In the field of software engineering, a system sequence diagram is a visual tool that displays process interactions in chronological order. This kind of diagram not only highlights the processes and objects involved, but also shows the sequence of messages exchanged to achieve the function. System sequence diagrams are often closely related to the implementation of use cases, especially in the 4+1 architectural view model. In a specific use case scenario, these diagrams show events generated by external actors, their sequence, and possible cross-system events.
System sequence diagrams should be compiled for the use case's primary success scenario as well as common or complex alternative scenarios.
Key elements
System sequence diagrams show multiple handlers, or objects, represented by vertical lifelines so that they can exist simultaneously. Horizontal arrows represent the messages exchanged between objects in the order of events. This graphical representation can clearly specify simple execution situations. The system sequence diagram should clearly show the following elements:
- External roles
- Messages (methods) triggered by these characters
- Return value related to the previous message (if any)
- Indication of any loop or iteration region
Interpretation of system sequence diagram
When professionals develop projects, they often use system sequence diagrams to illustrate how users and the system perform specific tasks. These tasks may include repetitive, simple or complex activities. The purpose is to present use cases in a visual format. Familiarity with Unified Modeling Language (UML) is a must for drawing system sequence diagrams.
These models show the logic between roles (people who influence the system) and the tasks the system performs.
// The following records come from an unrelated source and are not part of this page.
PR #242, opened 2022-12-20
Added delayedoff & help function to server

cowboy3d:
I was missing the functionality to turn off a device with a delay - using this enables e.g. to shutdown your pi and completely turn it off shutting off its power plug using delayedoff.

### DIFF
--- a/server/server.py
+++ b/server/server.py
@@ -23,6 +23,8 @@ Description
                                         - Sets the Tuya Cloud API login info
         /offline                        - List of registered devices that are offline
 
+        /delayoff/{DeviceID}/{Time} - Turn off device with delay
+
 """
 
 # Modules
@@ -293,6 +295,11 @@ class ThreadingHTTPServer(ThreadingMixIn, HTTPServer):
     daemon_threads = True
     pass
 
+def delayoff(d, sw, delay):
+    time.sleep(int(delay))
+    d.turn_off(switch=sw, nowait=True)
+    d.close()
+
 class handler(BaseHTTPRequestHandler):
     def log_message(self, format, *args):
         if DEBUGMODE:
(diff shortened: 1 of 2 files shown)


server/server.py
```diff
@@ -386,6 +408,29 @@ def do_GET(self):
...
+                    (id, sw, delay) = id.split("/")
+                except:
+                    id = ""
+                    message = json.dumps({"Error": "Invalid syntax in delayoff command.", "url": self.path})
+            if id in deviceslist:
+                try:
+                    d = tinytuya.OutletDevice(id, deviceslist[id]["ip"], deviceslist[id]["key"])
+                    d.set_version(float(deviceslist[id]["version"]))
+
+                    thread = threading.Thread(target = delayoff, args = (d, sw, delay))
```
uzlonewolf, line 426: Any particular reason you went with threading.Thread()+sleep() instead of threading.Timer()?

server/server.py
```diff
@@ -386,6 +408,29 @@ def do_GET(self):
...
+                    thread.start()
+
```
uzlonewolf, line 428: Any particular reason you went with threading.Thread()+sleep() instead of threading.Timer()?

jasonacox: Good question @uzlonewolf . 

Thanks for the contribution @cowboy3d !  I'll accept this for now but would love to hear your thoughts on Thread() vs Timer() approach.

server/server.py
```diff
@@ -327,6 +334,21 @@ def do_GET(self):
         contenttype = 'application/json'
         if self.path == '/devices':
             message = json.dumps(deviceslist)
+        elif self.path == '/help':
```
jasonacox, line 337: This is a good addition.

jasonacox: I debated if it would be better as an HTML payload, but the JSON response still provides the help.

server/server.py
cowboy3d: Thanks a lot for accepting the merge request. I'll rework the part using threading.Timer() - should be a rather simply change.

PR #243, opened 2022-12-22
Delay off - replace thread & sleep with threading.timer

cowboy3d:
I just did a small optimization to the merged code - replaced thread & sleep with a threading.timer.


jasonacox:
Thanks @cowboy3d !

PR #244, opened 2022-12-27
Modify device dps using web browser

cowboy3d:
Hi,
I just did a small addition to the served web pages - if you click on the device id you will be routed to a new page that allows the setting of the device's dps. 
If there only would be a way to query the characteristics of the individual dps the page could be greatly improved.

### DIFF
--- a/server/web/device_dps.html
+++ b/server/web/device_dps.html
@@ -1,0 +1,143 @@
+<!DOCTYPE html>
+<html lang="en">
+<head>
+<title>TinyTuya API Server - Device Details</title>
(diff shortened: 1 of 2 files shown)


jasonacox:
Thanks @cowboy3d ! This is a great addition. I'm already using it to test. :) 

I agree on the DPS mapping. I would like to figure out a way to create a mapping that is actually real vs the mess you get from the Tuya Cloud definitions.  I don't want to bloat the module with a massive DB of product id and dps maps, but it could be a separate repository (or folder under this one). Key would be to figure out how to easily but accurately accept community product updates.

PR #253, opened 2023-01-13
Allow nowait for status(), and split message parsing into separate function

uzlonewolf:
I have a single-threaded application where I handle the socket reading (via select.select() and buffering the data) and needed status() to not block.  Once I get a message I then need to parse it, so I moved the parsing part of _send_receive() into its own function to make it easier to call.


jasonacox:
Logical. I can't think of any dependency issue for this change so I will rev the version as a minor patch, v1.9.2.

PR #262, opened 2023-01-17
Normalize snapshot.json fields and add "version" to devices.json

uzlonewolf:
Snapshot saving should now be done through tinytuya.scanner.save_snapshotfile().  This function normalizes all the field names and value types before saving.  To load, call tinytuya.scanner.load_snapshotfile() to convert back.

I went with "ver" and "id" in snapshot.json as that's what older versions used.  When loaded, "ver" gets replaced with "version" and "id" is copied into "gwId"

### DIFF
--- a/tinytuya/scanner.py
+++ b/tinytuya/scanner.py
@@ -314,7 +314,7 @@ class ForceScannedDevice(DeviceDetect):
             self.brute_force_v3x_data()
 
         if not self.ver_found:
-            self.deviceinfo['version'] = self.deviceinfo['ver'] = 0.0
+            self.deviceinfo['version'] = 0.0
 
         if self.options['verbose'] and self.found and not self.displayed:
             _print_device_info( self.deviceinfo, 'Failed to Force-Scan, FORCED STOP', self.options['termcolors'], self.message )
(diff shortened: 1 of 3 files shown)


tinytuya/scanner.py
```diff
@@ -1536,12 +1542,14 @@ def tuyaLookup(deviceid):
     for ip in broadcasted_devices:
         dev = broadcasted_devices[ip].deviceinfo
         dev['ip'] = ip
+        dev['origin'] = 'broadcast'
```
jasonacox, line 1545: Love this!

tinytuya/scanner.py
```diff
@@ -1615,6 +1616,73 @@ def _display_status( item, dps, term ):
...
+    if 'ver' in itm and itm['ver']:
+        itm['version'] = float(itm['ver'])
+        del itm['ver']
+    elif 'version' in itm and itm['version']:
+        itm['version'] = float(itm['version'])
+    else:
+        itm['version'] = 0.0
+    return itm
+
+def _snapshot_save_item( old ):
```
jasonacox, line 1631: Perfect

tinytuya/scanner.py
```diff
@@ -1615,6 +1616,73 @@ def _display_status( item, dps, term ):
             print("    %s[%-25.25s] %s%-18s - DPS: %r" %
                   (term.subbold, name, term.dim, ip, dps))
 
+def _snapshot_load_item( itm ):
+    # normalize all the fields
+    item['id'] = item['gwId'] = _get_gwid( itm )
```
jasonacox, line 1621: BUG: "item" should be "itm" - I hope that wasn't my bad influence. I'll commit a fix.

uzlonewolf:
Sigh.  I though I tested everything for sure before submitting this.  Python 2 and 3, wizard and scan, with and without \-force.  Of course I totally forgot about snapshot.  Again.  >_>

Thanks for the fix, it was a copypasta error.

PR #3877, opened 2013-09-11
groups simultaneous requests to the same resource

### LINKED ISSUE #3872: CSRF validation failure, token mismatch (was [ie10] regular error in dialog when running automation for reset-password-test)
I was reviewing some automation failures with IE10 and could see in the saucelabs video that the test failed due to an error screen shown at this step

https://github.com/mozilla/browserid/blob/dev/automation-tests/tests/reset-password-test.js#L121-L133

at line 129

I tried to get an example of the error, but could not. I guess I could extend the test to check that an error is not shown at that point and if so then grab it and stash it somewhere. But for now just noting that this failure is sometimes happening.

seanmonstar:
If we ever make more than 1 GET request to the same resource (including GET params), this will group them together into a single request. While the request is mid-flight, additional requests to the same resource will not start a new one, but add their listeners to the existing request.

This may not happen often, but when it does, we most likely never want the requests to be separate.

This likely fixes #3872, since right now, the dialog can sometimes call `/wsapi/session_context` twice at the start, one for `interaction_data`, and one for `cookie_check`. This is the likely cause of a race condition where both pass their empty session cookie, both requests generate a CSRF token, and then after one returns, we start a new request using the first token, but by then the second request finished and changed our cookie. Gross!

### DIFF
--- a/resources/static/common/js/modules/xhr.js
+++ b/resources/static/common/js/modules/xhr.js
@@ -275,7 +275,7 @@ BrowserID.Modules.XHR = (function() {
 
   function triggerHandlers(handlers, resp, xhrObj, textResponse) {
     for (var i = 0; i < handlers.length; i++) {
-      complete(handlers[i], resp, xhrObj, textResponse);
+      complete(handlers[i], _.extend({}, resp), xhrObj, textResponse);
     }
   }
 
--- a/resources/static/common/js/modules/xhr.js
+++ b/resources/static/common/js/modules/xhr.js
@@ -273,9 +273,11 @@ BrowserID.Modules.XHR = (function() {
     return errorInfo;
   }
 
-  function triggerHandlers(handlers, resp, xhrObj, textResponse) {
+  function triggerHandlers(handlers, response, xhrObj, textResponse) {
     for (var i = 0; i < handlers.length; i++) {
-      complete(handlers[i], _.extend({}, resp), xhrObj, textResponse);
+      var resp = response;
+      if (typeof resp === 'object') resp = _.extend({}, resp);
+      complete(handlers[i], resp, xhrObj, textResponse);
     }
   }
 
--- a/resources/static/common/js/modules/xhr.js
+++ b/resources/static/common/js/modules/xhr.js
@@ -75,7 +75,27 @@ BrowserID.Modules.XHR = (function() {
      * Abort all outstanding XHR requests
      * @method abortAll
      */
-    abortAll: abortAll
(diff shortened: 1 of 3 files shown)


shane-tomlinson:
@seanmonstar - I have _so_ wanted this for so long. Reviewing now.

resources/static/common/js/modules/xhr.js
```diff
@@ -240,6 +292,12 @@ BrowserID.Modules.XHR = (function() {
     return errorInfo;
   }
 
+  function triggerHandlers(handlers, resp, xhrObj, textResponse) {
+    for (var i = 0; i < handlers.length; i++) {
+      complete(handlers[i], resp, xhrObj, textResponse);
```
shane-tomlinson, line 280: There is a danger here of handlers modifying the response object, inadvertently interfering with each other. Perhaps create a copy of the response and pass it down?

resources/static/common/js/modules/xhr.js
```diff
@@ -90,6 +110,7 @@ BrowserID.Modules.XHR = (function() {
 
     self.outstandingRequests = {};
     self.outstandingTimers = [];
+    self.existingRequests = {};
```
shane-tomlinson: Can outstandingRequests be used instead, since it already tracks all outstanding requests?

shane-tomlinson: outstandingRequests is keyed on request.eventTime, but I think the request URI is equally valid. Will this interfere with POSTs? Do we ever have multiple outstanding POSTs to the same URI?

shane-tomlinson: If these can't be combined, can you rename existingRequests to existingGetRequests so the intent is clearer?

shane-tomlinson: So, after thinking about this more, I think we should be able to use outstandingRequests universally, even if it remains keyed by eventTime. There are at most only a few outstandingRequests at any given time, searching through the list in `getExistingRequest` should be very speedy.

resources/static/common/js/modules/xhr.js
seanmonstar, line 280: which argument? `resp`? or `xhrObj`?

shane-tomlinson, line 280: sorry, I wasn't precise in the least - `resp` in particular.

seanmonstar:
@shane-tomlinson hey! did your suggestions.

PR #3880, opened 2013-09-12
Clean up the cert invalidation code.

shane-tomlinson:
@seanmonstar or @6a68 - mind reviewing?

While doing the work for the "one time cert", I tried to decipher the cert invalidation code and was confused. To better understand it, I tore it apart and put it back together in a fashion that I could understand better.
- Rename cleanupIdentities to removeInvalidIdentities.
- Extract Method on the code that checked record validities
- Extract Method on code that checks if record is expired.


jaredhirsch:
R+, merging in

Issue #3579, opened 2013-06-25
[b2g] Feura Sans not served - cross origin errors when downloading fonts when origin is firefoxos.perona.org


shane-tomlinson:
@jedp and I are simulating prod in a dev environment with one server with two URLs: primaries.personatest.org is the A record and fx-primaries.personatest.org is a CNAME to primaries.personatest.org. The FirefoxOS device is pointed at fx-primaries.personatest.org. You can see the CORS errors below:

```
E/GeckoConsole( 1296): [JavaScript Error: "downloadable font: download failed (font-family: "Feura Sans" style:normal weight:bold stretch:normal src index:4): bad URI or cross-site access not allowed
....

E/GeckoConsole( 1296): [JavaScript Warning: "downloadable font: no supported format found (font-family: "Feura Sans" style:normal weight:bold stretch:normal src index:6)
E/GeckoConsole( 1296): source: (end of source list)" {file: "https://primaries.personatest.org/v/bed6e74109/production/en/dialog.css" line: 0 column: 0 source: "@font-face {
E/GeckoConsole( 1296):   font-family: "Feura Sans";
E/GeckoConsole( 1296):   font-style: normal;
E/GeckoConsole( 1296):   font-weight: 700;
E/GeckoConsole( 1296):   src: local("Feura Sans Bold"), local("FeuraSans-Bold"), url("https://primaries.personatest.org/v/9ee1ab1f19/fonts/en/feurasans-bold.eot#") format("embedded-opentype"), url("https://primaries.personatest.org/v/ab710ed2da/fonts/en/feurasans-bold.woff") format("woff"), url("https://primaries.personatest.org/v/22fb5eea7e/fonts/en/feurasans-bold.ttf") format("truetype"), url("https://primaries.personatest.org/v/9e85ff5af7/fonts/en/feurasans-bold.svg#Feura Sans") format("svg");
E/GeckoConsole( 1296): }"}]
```

The CORS headers on fonts are by default set to the A record name.

jedp:
Stupid question ... why is this even happening when FeuraSans is on device?  Why doesn't it pick it up locally and just be happy?

callahad:
Are the font family names maybe different?

shane-tomlinson:
@callahad - that is my guess, but Feura Sans is the one I was told to use by the Marketplace dudes. I will re-check.

callahad:
[...]

PR #3885, opened 2013-09-14
3579 - Feura Sans is now Fira Sans on FirefoxOS

jedp:
Fixes issue #3579.

Tested this by pushing it to https://train0619.personatest.org/ and pointing my unagi phone to it.  No more Feura Sans warnings.

@shane-tomlinson Did I miss any other changes that should be made?

(Phone is running latest mozilla-central trunk with gaia master)

### DIFF
--- a/resources/static/dialog/css/m.css
+++ b/resources/static/dialog/css/m.css
@@ -21,12 +21,13 @@
 
   /* Remove background image gradients set in style.css which cause
    * horizontal lines to appear while the dialog is loading.
-   * Set the default font to Feura Sans
+   * Set the default font to Fira Sans, which used to be called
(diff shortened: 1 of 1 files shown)


shane-tomlinson:
@jedp - we have to roll an entire new connect-fonts font pack for the new font. Only changing the name of the font will allow the new font name to be displayed on updated Unagi devices, but it will leave all other mobile users without the new font.

callahad:
This actually _should_ work, shouldn't it? FxOS will use the built-in Fira Sans, other devices will get the connect-fonts provided Feura Sans?

shane-tomlinson:
FWIW, we should _still_ roll a fira-sans font pack.

PR #3890, opened 2013-09-18
Awsbox 0.5.x upgrade

lloyd:
required to fix our dev environment, changes are minimal.


lloyd:
r+ing my own change because DNS is now moved over and without this, there's no way to deploy ephemeral instances.  go big or go home!  /me ducks

PR #3893, opened 2013-09-18
Update winston to the newest version to work with node 0.10.x

### LINKED ISSUE #3892: logging stops shortly after startup since upgrade to node v0.10.18
STR (in local env)

1) Set node version to v0.10.18
2) load up the dev server
3) in another window, visit <project_root>/var/log and `tail -f router.log`
4) load up the dev rp repeatedly
5) where are the logs?

shane-tomlinson:
@6a68 or @jrgm - would you guys mind reviewing?

fixes #3892


lloyd:
r+

Issue #3899, opened 2013-09-19
new-skool ephemerals http-proxy is getting saturated to MAX_FILES when running real browsers.


jrgm:
On the new-skool ephemeral's I'm seeing sockets leaked on the http-proxy until the proxy hits MAX_FILES, and stops accepting connections (causing run-all.js to start failing). 

This is not the same as https://github.com/mozilla/browserid/issues/3851. I see that the upgrade to http-proxy@0.10.3 is in place. 

While upgrading 123done.org to http-proxy@0.10.3 (using nodejs@0.10.7) solved the problem in that case, it's not solving things here. 

(Note the previous problem (GH-3851) was about hitting maxSockets of 100 in the socket pool (which would then take 2 minutes to expire); this is different.

On the new-skool ephemerals, there are sockets that get to ESTABLISHED state on the http-proxy process, and then they never goes away (which means we are not getting a FIN, RST, etc.? (or dropping the event socket events in node land))). 

I've tried switching up nodejs versions, http-proxy versions, and Connect versions, on an ephemeral box, but I'm not finding the root problem. But this is something about 304 responses. **curl/uncached requests for include.js are 200 OK; IMS requests hang**. 

But I'm done for the day; later.

(relate to https://github.com/mozilla/browserid/issues/3895 and https://github.com/mozilla/browserid/issues/3851)

lloyd:
hmmm.  at one point I did some serious tuning to up all limits on awsbox's image.  Don't know if that was lost and this is not a regression in application code, or if socket leaking is a new behavior...  

what are STR here?  just hammer an ephemeral deployment till it falls over?  Do I even need persona to repro this problem or can I repro with an awsbox running hello world - IOW - is this a persona specific issue, or an awsbox issue?

jrgm:
So, I tried to reduce this to just simple curl, but it's about real browsers running with caches. 

But, I put this script in place on current login.dev.anosrep.org at `~ec2-user/proxy_svr_est_watch.sh`:

```
#!/bin/sh                                                                                                           

PROXY_PID=$(ps -efww | grep /home/proxy/proxy_server.js | grep -v grep | awk '{ print $2 }')

while [ 1 ]; do 
    echo -n "`date`    "
    sudo lsof -P -n -p $PROXY_PID | grep ESTABLISHED | wc -l
    sleep 10
done
```

[...]

PR #3901, opened 2013-09-19
update to awsbox 0.5.4 - mitigates #3899

lloyd:
as stated, unblocks automated testing against ephemeral/dev instances.  Also, lots of regression fixes that will improve usability: https://github.com/mozilla/awsbox/blob/v0.5.4/ChangeLog#L1-L8

/cc @jrgm @shane-tomlinson @chilts


shane-tomlinson:
@lloyd - it says "we can't automatically merge" :(

lloyd:
@shane-tomlinson rebased, green now.

PR #3906, opened 2013-09-20
always decode returnTo before redirect

### LINKED ISSUE #3903: returnTo URLs are being re-encoded redirecting from email confirmation link.
If I pass `http://example.com/?q=don%27t` as the `returnTo` parameter to `navigator.id.request()`, after confirming my new persona account in the email (fallback auth provider), I am redirected to `http://example.com/?q=don%2527t`. It basically looks like the URL was sent through another pass of encoding which converts the `%` into `%25`.

On SUMO, we pass a lot of URLs that look like this because we support other languages with non-ascii characters. This is messing up the questions they are about to post which is bad. Please fix? :)

For reference, see https://bugzilla.mozilla.org/show_bug.cgi?id=918393

seanmonstar:
It turns out there are a couple places we do show the `returnTo` address, and to be sure we aren't carrying around potentially data, we'll continue to encode it as soon as we get it. So to fix this issue though, before redirecting, we'll always _de_code it, so it's back to the original value an RP passed.

fixes #3903

### DIFF
--- a/resources/static/common/js/helpers.js
+++ b/resources/static/common/js/helpers.js
@@ -101,6 +101,10 @@
     return String(email).replace(emailRe, "");
   }
 
+  function redirect(win, returnTo) {
+    win.location = decodeURI(returnTo);
+  }
+
   _.extend(helpers, {
     isObject: function(arg) {
       return Object.prototype.toString.apply(arg) === "[object Object]";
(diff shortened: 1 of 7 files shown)


jaredhirsch:
Silly Travis. Tests pass for me, looks reasonable, /me shrugs and hits the big button for great justice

Reading a sequence diagram usually starts at the top and works down to the details below the role or system. Under each character or system there are long dotted lines called "lifelines". The lines connecting these lifelines and actions show the interactions between characters or systems. Messages typically appear above and below system sequence diagrams detailing the action. For example, a login request for a role might be expressed as login(username, password). After each action is performed, the corresponding response or next action will be located below the previous action. Through top-down reading, you can learn in detail how specific actions are performed in the mentioned model, and the order in which they are performed.
Image construction basis
If the lifeline represents an object, it represents a character. Leave the instance name blank to represent an anonymous, unnamed instance.
Messages are shown by horizontal arrows with the name of the message, solid arrows represent synchronous calls, and open arrows represent asynchronous messages. Dotted lines represent reply messages. If the caller sends a synchronous message, it must wait until the message is completed before proceeding to the next step; if it sends an asynchronous message, it can continue its processing without waiting for a response. Asynchronous calls are common in multi-threaded applications, event-driven applications, and message-based middleware.
Advanced interactive snippets
The startup box or method call box is an opaque rectangle drawn on the lifeline, which represents the process executed according to the message. If an object is destroyed (removed from memory), an X is drawn below the lifeline, and no dotted line is drawn below it. This should be triggered by some message, either from the object itself, or a call from another object.
UML has made important improvements to the capabilities of sequence diagrams. These improvements are based on the concept of interaction fragments, which represent smaller parts within a closed interaction and can represent parallel execution, conditional branches, and optional interactions.
Understand the necessity of sequence diagrams
With the continuous advancement of information technology and the evolution of use cases, the application of system sequence diagrams has become increasingly widespread. They are not only communication tools between technicians, but also the key to understanding how the system operates, helping developers, users and management to reach a consensus. Facing increasingly complex system structures, should we rethink how to use these graphical tools to better understand and develop our software products?